Im armenisch-aserbaidschanischen Dauerkonflikt um Berg-Karabach ist offenbar noch kein Ende in Sicht.

Die bewaffneten armenischen Einheiten nehmen Stellungen der aserbaidschanischen Streitkräfte an verschieden Richtungen der Front intensiv unter Beschuss.
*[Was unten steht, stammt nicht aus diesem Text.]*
PR #521, opened 2022-02-09
Bugfix and issue list for 0.8.0 pre-release

starfi5h:
A list of issues solved/unsolved in 0.8.0 pre-release version

Resolved, will be fixed in the next update:
-------------

- Sprayer and monitor are not connected to belt when client builds on a different planet.

> (Self note: watch out ``OnBeltBuilt()`` and ``OnAddonBuilt()``, they use ``planet.physics.nearColliderLogic`` which is not synced, so it is needed to sync the result of these functions)

- On client, sprayer and monitor will build to the wrong place when there are multiple prebuilds.

- Other players get items refunds too when a player changes the recipe of a lab with matrix in it.

- Other clients will receive an undefined packet when a client leaves.

- When a player disconnects during loading, the host will get NRE or the whole game pause.

- If a loaded remote planet has ILS built by other players, the ILS will not sync on this player and may cause errors when they change its storage.

- Player color can show differently on other players ([fix in the main branch](https://github.com/hubastard/nebula/commit/40b2408aa2c9eada7f88978ea5cecb84d8564aad) by sp00ktober)

- Clients lose their inventory when loading an old .server file
=> Now support backward compatibility to revision 4 (current: 5)

- When a client opens dyson editor without any dyson spheres loaded, it will get an error.
=> Now dyson spheres only unload when arriving a new system

- When clients connect sorters output by placing belts under the sorters, the sorters will stop working after host reload the game.  

Known issues:
-------------

- When client land on a heavily built-upon planet, it may trigger NRE on renderer
> NRE: CargoTraffic.AlterBeltRenderer (IL_0350)

Unknown cause, can't reproduce yet:
-------------
- Sometimes when host deletes an ILS on a different planet in the same system, client will get an error.
unknown

- Belts connect randomly on client, fix after reconnection.
DSPGAME_2022-02-07_18-41-30

- Sometimes sorters will stop working. The animation is still running but no cargo is moved.  Fix after replacement.
- Sometimes the splitter filter is randomly set to the wrong item and can't be changed. Have to replace the splitter.
- Sometimes clients can't see the profiler functioning in factories. They don't see the blue bonus bar.

Other changes:
-------------
copy
Add a button to copy and close the error message. Special thanks to Therzok's WhatTheBreak and crecheng's CloseError

### DIFF
--- a/NebulaPatcher/Patches/Dynamic/DESelection_Patch.cs
+++ b/NebulaPatcher/Patches/Dynamic/DESelection_Patch.cs
@@ -30,35 +30,37 @@ namespace NebulaPatcher.Patches.Dynamic
                                 return true;
                             }
                         }
+                        //No dyson sphere exist, close the UI
+                        UIRoot.instance.uiGame.dysonEditor._Close();
+                        return false;
+                    }
+                    else if (GameMain.data.dysonSpheres[starData.index] == null)
+                    {
+                        //Local dyson sphere hasn't loaded yet, close the UI
+                        UIRoot.instance.uiGame.dysonEditor._Close();
+                        return false;
                     }
                 }
                 if (starData != null && GameMain.data.dysonSpheres[starData.index] == null)
                 {
+                    if (Multiplayer.Session.DysonSpheres.RequestingIndex != -1)
+                    {
+                        InGamePopup.ShowInfo("Loading", $"Loading Dyson sphere {starData.displayName}, please wait...", "OK");
+                        return false;
+                    }
+                    Multiplayer.Session.DysonSpheres.RequestingIndex = starData.index;
                     Log.Info($"Requesting DysonSphere for system {starData.displayName} (Index: {starData.index})");
                     Multiplayer.Session.Network.SendPacket(new DysonSphereLoadRequest(starData.index, DysonSphereRequestEvent.Load));
-                    //Set viewDysonSphere to null until requested dyson sphere data is arrived.
                     __instance.ClearAllSelection();
-                    __instance.viewStar = starData;
-                    __instance.viewDysonSphere = null;
+                    InGamePopup.ShowInfo("Loading", $"Loading Dyson sphere {starData.displayName}, please wait...", "OK");
+                    // Restore comboBox back to original star
+                    UIComboBox dysonBox = UIRoot.instance.uiGame.dysonEditor.controlPanel.topFunction.dysonBox;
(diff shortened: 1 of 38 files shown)


NebulaPatcher/Patches/Dynamic/DESelection_Patch.cs
```diff
@@ -30,35 +30,37 @@ public static bool SetViewStar_Prefix(DESelection __instance, ref StarData starD
...
+                        //Local dyson sphere hasn't loaded yet, close the UI
+                        UIRoot.instance.uiGame.dysonEditor._Close();
+                        return false;
                     }
                 }
                 if (starData != null && GameMain.data.dysonSpheres[starData.index] == null)
                 {
+                    if (Multiplayer.Session.DysonSpheres.RequestingIndex != -1)
+                    {
+                        InGamePopup.ShowInfo("Loading", $"Loading Dyson sphere {starData.displayName}, please wait...", "OK");
```
sp00ktober, line 48: As you call fadeout later, why add the Ok button here? :)

NebulaPatcher/Patches/Dynamic/DESelection_Patch.cs
```diff
@@ -30,35 +30,37 @@ public static bool SetViewStar_Prefix(DESelection __instance, ref StarData starD
...
+                        return false;
+                    }
+                    Multiplayer.Session.DysonSpheres.RequestingIndex = starData.index;
                     Log.Info($"Requesting DysonSphere for system {starData.displayName} (Index: {starData.index})");
                     Multiplayer.Session.Network.SendPacket(new DysonSphereLoadRequest(starData.index, DysonSphereRequestEvent.Load));
-                    //Set viewDysonSphere to null until requested dyson sphere data is arrived.
                     __instance.ClearAllSelection();
-                    __instance.viewStar = starData;
-                    __instance.viewDysonSphere = null;
+                    InGamePopup.ShowInfo("Loading", $"Loading Dyson sphere {starData.displayName}, please wait...", "OK");
```
sp00ktober, line 55: same as above

NebulaPatcher/Patches/Dynamic/DESelection_Patch.cs
starfi5h: some users may be impatient about loading time, so I add a way to let them close the info window. (although Esc can do the same thing)

starfi5h:
OK, this is the last commit in this PR. I don't think entityId will desync if the factory data is corrected transmitted in the first place, but just add in-case so we can rule out entityId desync in future debugging.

Laut der Auskunft des Pressedienstes des Verteidigungsministeriums gegenüber AZERTAC wurde der Waffenstillstand von armenischen Verbänden während des Tages insgesamt 111-mal verletzt.

Armenische Militär haben aserbaidschanische Stellungen, die auf ungenannten Höhen auf dem Territorium des Rayons Kasach, in den Dörfern Kohnagischlag des Rayons Aghstafa und Alibeyli der Region Tovuz stationiert sind, beschossen.

Der Gegner habe Stellungen aserbaidschanischer Einheiten auch aus Positionen unter Feuer genommen, die in der Nähe der aserbaidschanischen Dörfer Gülüstan von Goranboy Bezirk, Göjarkh, Tschayli und Yarimja des Rayons Terter, Schikhlar, Basch Garvand, Javahirli, Sarijali, Kangarli, Novruzlu und Schuraabad der Agdam Region, Kuropatkino des Rayons Khojavend, Horadiz, Garakhanbeyli, Gorgan und Aschaghi Seyidahmadli der Provinz Fizuli, Mehdili des Bezirks Jabrayi und auf namenlosen Höhen auf den Territorien der Rayons Göjgöl, Goranboy, Khojavend, Fizuli und Jabrayil stationiert sind.

Die aserbaidschanische Seite musste das Gegenfeuer eröffnen. Angesichts der operativen Situation haben die aserbaidschanischen Einheiten auf die feindlichen Feuerneste, Stellungen und Schützengräben 116-mal Feuerschläge versetzt, hieß es.